# Azureus clutch.... Need help!



## shaungilhousen (Nov 30, 2014)

New to posting but not to the board... Today my azureus blessed me with my first egg clutch. And now not sure exactly what to do... She laid them on a piece of shale in the back of my tank... Do I remove the piece of shale or do I attempt to remove the eggs from shake? Also what is the best way to take care of the clutch out of the tank?? I've read that most first clutches don't always produce... Here is a pic of the clutch and my tank... Any help would be appreciated!!










Sent from my iPhone using Tapatalk


----------



## rick s (Mar 14, 2007)

First off great looking tank! 2 ways you can do this if you want to raise the young.

1. Leave them in the tank and if eggs turn out good then the parent will more than likely take them over to the "pond" on their backs. 

2. Take the piece of shale out and put inside of a "rubbermaid" container and fill with water up to half way on the eggs.
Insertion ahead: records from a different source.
PR #1211, opened 2024-04-04
Tests: added $request_uri tests with proxy

andrey-zelenkov:


test/test_variables.py
```diff
@@ -108,6 +108,51 @@ def check_request_uri(req_uri):
...
+            "access_log": {
+                "path": f'{temp_dir}/access.log',
+                "format": "$remote_addr $uri $request_uri",
+            },
+        }
+    )
+
+    assert search_in_file(r'::1', 'access.log') is None
+
+    assert client.get(url='/blah%2Fblah?a=b')['status'] == 200
```
hongzhidao, line 146: Looks good.
But I can't find this type of test for normal proxy. It's useful to add such uri test without "rewrite", for example:
```
"action": {
    "proxy": "http://[::1]:8081",
}

assert client.get(url='/blah%2Fblah?a=b')['status'] == 200

# search /blah%2Fblah?a=b
assert (
        wait_for_record(fr'...', 'access.log') is not None
    ), 'req 8081 (proxy)'
```

hongzhidao:
About the title, there is no `$rewrite_uri` variable in Unit.

test/test_variables.py
```diff
@@ -108,6 +108,51 @@ def check_request_uri(req_uri):
...
+        {
+            "listeners": {
+                "*:8080": {"pass": "routes/a"},
+                "[::1]:8081": {"pass": "routes/b"},
+            },
+            "routes": {
+                "a": [
+                    {
+                        "action": {
+                            "rewrite": "/foo",
```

Keep at this level for about 2 weeks until they are free moving then move to individual containers such as deli cups. I wouldn't disturb the eggs to much by trying to remove them from the shale but I know others have had no problems doing this.

You should see some signs of development in about 4-5 days. 

There are obviously tons of info on this board on both egg care and raising tadpoles. 

Good Luck


----------



## shaungilhousen (Nov 30, 2014)

Thank you for your info!!!


Sent from my iPhone using Tapatalk


----------



## greenthumbs (Nov 6, 2015)

The eggs will take about two weeks to hatch. If you let the parents carry the tadpoles to the water, I would recommend pulling the tadpoles out of there and raising them separately in cups.


----------



## rick s (Mar 14, 2007)

What did you end up doing with your clutch of azurues?


----------



## shaungilhousen (Nov 30, 2014)

I ended up pulling the eggs and piece of shale out and put it in a small Tupperware container... I'm not sure if they will pan out or not







. I know it's hard to see them though


Sent from my iPhone using Tapatalk


----------



## rick s (Mar 14, 2007)

To me the eggs don't look good, azureus eggs usually stay black until they turn into tadpoles in my experience but give it a few more days. 

What type of water did you use to keep them hydrated? I use aged tap water with no problems. 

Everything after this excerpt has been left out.